Coming to the rescue
Luo Huanan (right) and another group member prepare a dressing change for a COVID-19 patient in a Wuhan hospital. Luo is from the 130-member medical team from Shaanxi province to assist Hubei to fight against the epidemic. [Photo provided to China Daily]
Physician Luo Huanan believes deeds mean more than words and has put this belief into action by volunteering to work on the front lines to fight the COVID-19 outbreak.
Luo is deputy chief physician of the otolaryngology head-and-neck surgery department of the Second Affiliated Hospital of Xi'an Jiaotong University in Shaanxi province.
He was supposed to enjoy his annual leave after returning on Dec 31 from a year and a half of medical service in the Tibet autonomous region. But he sacrificed his holiday to join the hospital's outpatient department to combat the novel coronavirus outbreak.
On Feb 8, his hospital established a 130-member medical team to assist the most-affected province, Hubei, to fight against the epidemic.
He serves as a group leader and directs his colleagues to take charge of daily diagnoses and treatments at the new Sino-French ward of Tongji Medical College's Tongji Hospital, which is affiliated with Huazhong University of Science and Technology in Wuhan.
Accepting risks
Even with tertiary protection, his team is susceptible to contagious exposure, since their key responsibilities involve collecting throat swabs and various procedures to treat high-risk patients.
"We all know that if the coronavirus outbreak in Wuhan isn't resolved properly, no one in the country can be at peace," Luo says.
"We medical workers must hit it head on at the front line.
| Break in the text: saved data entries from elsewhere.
PR #1473, opened 2024-08-22
Add bowtie merge benchmarks, Remove duplicate benchmark

sudo-jarvis:
----
📚 Documentation preview 📚: https://bowtie-json-schema--1473.org.readthedocs.build/en/1473/


bowtie/_benchmarks.py
```diff
@@ -105,6 +105,32 @@ def get_benchmark_files(
     return files
 
 
+def merge_benchmark_report_jsons(
```
Julian, line 108: You have too much of an affinity for dicts again it seems. Can't this be an operation on `Benchmark`s? Or `BenchmarkGroup`s, whichever is appropriate?

bowtie/_cli.py
```diff
@@ -1467,6 +1467,28 @@ def filter_benchmarks(
...
+@click.option(
+    "-r",
+    "--report",
+    "benchmark_report_files",
+    type=str,
+    multiple=True,
+    required=True,
+    help="Merge multiple benchmark reports into one.",
+)
+def merge_benchmark_reports(
```
Julian, line 1480: Didn't you say you thought we shouldn't add a CLI command because it didn't seem useful for anything else?

bowtie/_benchmarks.py
sudo-jarvis: I dont understand how we would do that, since to reduce time we are running each benchmark on separate jobs in the github workflow, it would create multiple reports which would be in json. So now when we want to merge them we have to load them in a dict right ? Thats why I did this

bowtie/_cli.py
sudo-jarvis: But then how else are you suggesting that we use this ? Just have a function in _benchmarks.py which we can directly call using the python shell in the CI workflow ?

bowtie/_benchmarks.py
Julian: Somewhere must have all the data, because somewhere you're running this code somewhere to do the merge -- so that place should be doing "load dicts into objects, call some method on that object which knows how to combine things correctly as Python objects" and then "write that result out to JSON", not "do arbitrary manipulation on dicts", essentially. But I admit I still don't have a mental picture of what the specific types are in that sentence, so let me know if I'm leading you astray.

bowtie/_cli.py
Julian: Sure, `python -c 'from bowtie._benchmarks import combine; combine(sys.stdin)` is way better than 15 lines of untested python code written into a workflow!

bowtie/_benchmarks.py
sudo-jarvis: Okay so if I get you right:

In the workflow itself we can use the python shell to load the report into a `BenchmarkReport` using the from_dict method.

Now we simply call the `merge_benchmark_reports` function which takes objects as input and merges them to again produce an object.

We can then serialize this object and write it to json then.

bowtie/_cli.py
sudo-jarvis: Got it, makes sense. Sorry for making things unnecessarily complicated.

bowtie/_benchmarks.py
Julian: That sounds like it has the right shape at least, yeah. Possibly as `BenchmarkReport.merge(*paths).serialize()`

bowtie/_cli.py
Julian: No no worries, I was terse!

bowtie/_benchmarks.py
sudo-jarvis: > BenchmarkReport.merge(*paths).serializable()

BenchmarkReport.merge(*report_objects) right ?

Julian: Yeah -- but some place has to be the place that actually *does* load from paths, so yeah I think that's right, at this layer take report objects, and then I guess in your `combine()` function you load paths into reports, yeah.

sudo-jarvis: But then if we have the combine function as well within bowtie itself then wouldnt it become the same thing as above. combine() + merge() would basically be doing the same thing, no?

sudo-jarvis: And here I am thinking, the combine and merge function would exist like this:

```
def combine_benchmark_reports(
    benchmark_report_files: list[Path],
) -> BenchmarkReport:
    return BenchmarkReport.merge([
        BenchmarkReport.from_dict(
            json.loads(report_file.read_text())
        )
        for report_file in benchmark_report_files
    ])
```
    
```
@classmethod
    def merge(
        cls, benchmark_reports: list[BenchmarkReport]
    ) -> BenchmarkReport:
        return BenchmarkReport(
            metadata=benchmark_reports[0].metadata,
            results={
                k: v for report in benchmark_reports
                for k, v in report.results.items()
            },
        )
```

Julian: combine would call merge with the loaded paths, so it would just be your entry point, but that operation is now testable without file paths.

Julian: That looks right -- though yeah presumably at some point there should be some validation that the metadata is mutually compatible, and not just arbitrarily take the first one.

sudo-jarvis: Thats true, but yeah then ig this looks right for an inital version.

Julian: Yep.

sudo-jarvis:
Strangely precommit is showing errors even after this:

`Found 2 errors (2 fixed, 0 remaining).`

Julian:
The issues are real, and somehow pre-commit.ci is confused (presumably this is a known bug). But it's just autofixing them that's not working. Let's see if this fixes it -- otherwise you'll have to fix them by running ruff yourself.

Julian:
pre-commit.ci autofix

sudo-jarvis:
@Julian , the test looks fine or should I write a more exact one comparing all the fields

bowtie/_benchmarks.py
```diff
@@ -420,6 +475,26 @@ def serializable(self):
         )
         return as_dict
 
+    @classmethod
+    def from_dict(cls, data: dict[str, Any]) -> BenchmarkMetadata:
+        return cls(
```
Julian, line 480: This is doing too much manual `dict` access -- it should be doing `**data` (so that extra fields cause errors), and then the only thing it should do is coerce types of things in `data` which don't start as the right type.

bowtie/_benchmarks.py
```diff
@@ -420,6 +475,26 @@ def serializable(self):
...
+                for id, info in data["implementations"].items()
+            },
+            num_runs=data["num_runs"],
+            num_values=data["num_values"],
+            num_warmups=data["num_warmups"],
+            num_loops=data["num_loops"],
+            system_metadata=data.get("system_metadata", {}),
+            bowtie_version=data.get(
+                "bowtie_version",
+                importlib.metadata.version("bowtie-json-schema"),
```
Julian, line 493: This default also doesn't seem like it belongs here.

bowtie/_benchmarks.py
```diff
@@ -436,6 +511,33 @@ def serializable(self):
...
 
+    @classmethod
+    def from_dict(
+        cls,
+        data: dict[str, Any],
+    ) -> BenchmarkReport:
+        return cls(
+            metadata=BenchmarkMetadata.from_dict(data["metadata"]),
+            results={
+                r.get("name"): BenchmarkGroupResult.from_dict(r)
```
Julian, line 522: Why would `name` not be present? `None` is going to be a really poor key for this dict.

bowtie/tests/test_benchmarks.py
```diff
@@ -53,6 +53,26 @@ def invalid_benchmark():
     return invalid_benchmark.get_benchmark()
 
 
+@pytest.fixture()
+def benchmark_report1():
```
Julian, line 57: Fixtures should be for "obviously" reusable things. Here (and in the existing tests) you basically create fragility more than anything -- because it's not clear what someone could use these fixtures for *other* than the very specific test you wrote for merging -- that means you should just do this inline rather than making it "seem" reusable.

bowtie/_benchmarks.py
sudo-jarvis: `name` would be present always. I just used get here. I'll change it to r["name"].

bowtie/_benchmarks.py
```diff
@@ -105,6 +105,20 @@ def get_benchmark_files(
     return files
 
 
+def combine_benchmark_reports_to_serialized(
+    benchmark_report_files: Iterable[Path],
+) -> str:
+    merged_report = BenchmarkReport.merge(
+        [
```
Julian, line 112: Seems like `BenchmarkReport.merge` should really have taken an iterable too.

Julian:
OK let's merge for now this looks good enough, we can come back for some small cleanups. Thanks again!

All of our team's 130 members believe this. A sense of integrity and of duty compels me to save critically ill patients."
On Feb 17, the team succeeded in implementing the first tracheal intubation and invasive ventilator treatment for an 85-year-old woman with a severe case of novel coronavirus pneumonia.
She was admitted to the hospitable with a fever for the first 10 days. A CT scan revealed a pulmonary infection.
On Feb 16, she became restless and delirious, and couldn't be treated with a high-flow nasal cannula or noninvasive ventilator to assist oxygen inhalation.
Her lung tissue was severely hypoxic with serious lactic acid accumulation, even when she was given pressurized pure oxygen.
The group held an emergency meeting to discuss the treatment plan and decided to apply the tracheal intubation ventilator. The patient's condition has since remained stable.
Luo's ENT (ear, nose and throat) expertise enables him to assist and guide team members to collect nucleic acid from mouth swabs. This improves the tests' accuracy.
In addition to his medical work, Luo wrote the lyrics for the music video, Loving You without Regret, released by the Second Affiliated Hospital of Xi'an Jiaotong University on Feb 14, which pays tribute to medical "retrograders".